The value “0” shows that Google Sheets columns are not sorted. If there is a match, the formula returns its position in the range.
What is more, interesting is that if there is no match, what will you do?
The formula returns the error “#N/A” for htpps://example.com/11 as it is not found in your list of Crawlable URLs. This means it is an orphan page.
Thus, to get a list of orphan pages, all you need to do is sort out the Match column to collect all the “#N/A” results in one place.
You can also copy the list of orphan URLs and paste them into a new sheet where you can address how to fix them.
5# Other places to look for Orphan URLs
It is important to note that you can repeat this process of identifying orphan URLs using different data sources other than Google Analytics.
You can use the following tools to have a list of pages crawled from your side:
- Moz Link Explorer
- Raven Tools
An important thing to note is that both SEMRush and Ahrefs have specific tools and practices that can help you to discover orphan pages.

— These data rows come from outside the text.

PR #14753, opened 2025-03-29
Retrieve more in depth files from extension directory for permission

padaliyajay:
this is revised PR of previous https://github.com/opencart/opencart/pull/14751

Currently if controllers file is inside nested folder at more than 2 level then it is impossible to access it because of permission.

This PR will fix this issue

### DIFF
--- a/upload/admin/controller/user/user_permission.php
+++ b/upload/admin/controller/user/user_permission.php
@@ -296,7 +296,7 @@ class UserPermission extends \Opencart\System\Engine\Controller {
 		$data['extensions'] = [];
 
 		// Extension permissions
-		$results = glob(DIR_EXTENSION . '*/admin/controller/*/*.php');
+		$results = glob(DIR_EXTENSION . '*/admin/controller/{,*/,*/*/,*/*/*/}*.php', GLOB_BRACE);
 
 		foreach ($results as $result) {
 			$path = substr($result, strlen(DIR_EXTENSION));


batumibiz:
Perfect!
This is exactly what is needed.

TheCartpenter:
> this is revised PR of previous #14751
> 
> Currently if controllers file is inside nested folder at more than 2 level then it is impossible to access it because of permission.
> 
> This PR will fix this issue

"I'd like to sing it on a star.". Based on the mount of stars that's in there, it looks like it's an issue that's related on your server while trying to load the PHP extension files, so far.

batumibiz:
> "I'd like to sing it on a star.". Based on the mount of stars that's in there, it looks like it's an issue that's related on your server while trying to load the PHP extension files, so far.

Why do you interfere where you do not understand?
It is better to read how the GLOB_BRACE works.

> GLOB_BRACE - Expands {a,b,c} to match 'a', 'b', or 'c'

TheCartpenter:
I'm not looking to interfere but simply to address that the main, and separate issue, is not about GLOB_BRACE but rather about the mount of stars that are indicated for the paths.

batumibiz:
> I'm not looking to interfere but simply to address that the main, and separate issue, is not about GLOB_BRACE but rather about the mount of stars that are indicated for the paths.

You need to scan several nested levels.
If you disassemble it in parts `{,*/,*/*/,*/*/*/}` (pay attention to commas)
`*/`	(nested level 1)
or
`*/*/` (nested level 2)
or
`*/*/*/` (nested level 3)

And what is unusual about it?

Or do you know a way to make it more beautiful?
Then show the working code.
If you don't know, then please don't interfere.

TheCartpenter:
While I do not encourage the integration of this code, I would rather suggest to look on StackOverFlow for more decent solutions than using levels with stars like those.

padaliyajay:
> I would rather suggest to look on StackOverFlow for more decent solutions than using levels with stars like those

It is originally level by stars. i just increased level more

batumibiz:
> While I do not encourage the integration of this code, I would rather suggest to look on StackOverFlow for more decent solutions than using levels with stars like those.

We have already tried this.
[Recursive directory scanning](https://stackoverflow.com/a/17161106) requires more code and uses more resources. In this case, it is unnecessary. The simplest and most effective solution in this PR

osworx:
Just to say it simple: **GLOB_BRACE** is sh...
Why?
Some hoster are using systems this flag is not supported (e.g.Strato).
Look at the forum - enough topics there about.

TheCartpenter:
> > While I do not encourage the integration of this code, I would rather suggest to look on StackOverFlow for more decent solutions than using levels with stars like those.
> 
> We have already tried this. [Recursive directory scanning](https://stackoverflow.com/a/17161106) requires more code and uses more resources. In this case, it is unnecessary. The simplest and most effective solution in this PR

It might be the simplest, but it's not an efficient one for everybody to use.

batumibiz:
[An alternative to this PR](https://github.com/opencart/opencart/pull/14754), without the use of GLOB_BRACE.

danielkerr:
i think the code is ok. i dont think people will go to deep so it doesn't need go infinitly deep.

batumibiz:
> i think the code is ok. i dont think people will go to deep so it doesn't need go infinitly deep.

I also like this option more.
However, they complained above that some hostings did not support GLOB_BRACE
Therefore, an alternative option was proposed.

danielkerr:
we need a list of functions to create for managing files and directories.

Moreover, it is possible in some cases, that these tools will find pages that are not directly crawlable because you find them using other means.
You can also look through the log files to find this data.
Log files contain information about who visited your website, where they came from, and what pages they visited.
Furthermore, you can also perform a second crawl of your website, ignoring directive live “nofollow” and “noindex” and compare them to the original crawl.
However, there may be pages that are only accessible by crawlers who ignore such directives, and those can be another source of orphan pages.
Finally, you can get a list of URLs from Google Search Console as well.
How to Fix Orphan Pages?
After finding the orphan pages, you need to fix the issue. However, before you fix them consider addressing why these pages became orphans, to begin with.
This can help to make sure it does not happens again. Taking this step can help to identify and implement guidelines for redirects and internal linking will benefit you in the future.
Keep on reading.
Let’s discuss how you can fix orphan pages:
Resurrecting an Orphan Page
This is an easy solution.
When you want an orphan page to be found and visited, all you need to do is to create an internal link to it from another page on your website.
Moreover, you can achieve this with a link to a page from another website.
However, linking from within your own website is the easiest and better for search engine crawlers and indexing.
What actually matters is that you create an opportunity for the page to be found by the search crawlers and users.
Finding an Unncessaey Orphan Page
There are a number of wats to do about fixing the issue of unwanted orphan pages. This means that you do not want the page to exist.
One option to do so is to archive the page.
In these cases, the page and its information are still viewable, however, is no longer a part of the liv site.
It will act much like when an internal corporate document is no longer in circulation and your archive it for the prosperity of your business.
Another method is to set up a redirect of the URL to a new location, ideally a relevant equivalent page or the older/directory it lives in.
Moreover, search crawlers and users that come across this will then be redirected to a page you want them to see and crawlers will index it accordingly.
Search engines cannot index orphan pages if they do not show up in your sitemap and they can create SEO issues. When you do through the above steps and solve these issues, make sure you are fixing problems that can help improve your SEO. You can use the methods above to find the orphan pages and get this issue resolved.